Open the workflow’s run history in the Governor UI and find the run with the same ID the job printed. The pipeline isn’t doing anything magic — it’s just driving Governor’s REST API, and every run is visible and audited in Governor.

Re-run part of the flow

To reuse data that’s already masked, click Run pipeline again and tick Skip masking step. The masking job’s condition evaluates that parameter, the job is marked Skipped in the graph, and the run goes straight to generation and the QA tests.

The schedules block means none of this needs a human: at 05:00 UTC on weekdays Azure DevOps queues the same run automatically, so QA finds a fresh test database each morning.

Troubleshooting

A run failed — where do I look?

The script prints the run’s error_message and tails the last 200 log lines on failure. The workflow_run_id is logged on submission and set as the synthesizedRunId output variable, so you can match the pipeline run to the run in the Governor UI.

A workflow takes longer than the timeout.

Increase timeoutSec on the step (it maps to TIMEOUT_SEC in the script).

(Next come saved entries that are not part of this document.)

Issue #2404, opened 2024-09-01
Remove or document MemoryAllocator.breakpoint


disconnect3d:
https://github.com/pwndbg/pwndbg/blob/26ba400dbdeafa09fce1f77fb93d9940d7db00ba/pwndbg/gdblib/heap/heap.py#L11-L20

As in https://github.com/pwndbg/pwndbg/pull/2382#discussion_r1733653835 : is it sth we need? Seems like sth to be removed.

cc: @CptGibbon

CptGibbon:
Not sure about the origin of this, I assume someone wanted an easy way to breakpoint common memory allocator operations 🤷‍♂️

disconnect3d:
Let's just remove this. PRs welcome if someone wants to help :)

disconnect3d:
Done in https://github.com/pwndbg/pwndbg/pull/2433 ; the class can be further refactored in the future

PR #2433, opened 2024-09-15
Solving issue #2404 

AadishJ:
Removed breakpoint from heap as it is a redundant function and no longer required


disconnect3d:
Fwiw there's more than this that can be refactored there if u look on how the class is used, what are its methods and so on, but this PR is good anyway. Thanks!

The pipeline hangs while polling.

Cancel it in Azure DevOps and re-run with skipMasking=true (or skipGeneration=true) to skip the slow stage. On timeout the script also attempts to stop the running workflow.

How do I stop a pipeline running a production-touching workflow?

Scope the Governor access key so it can only run workflows tagged for QA, and lock the variable group to the appropriate environment.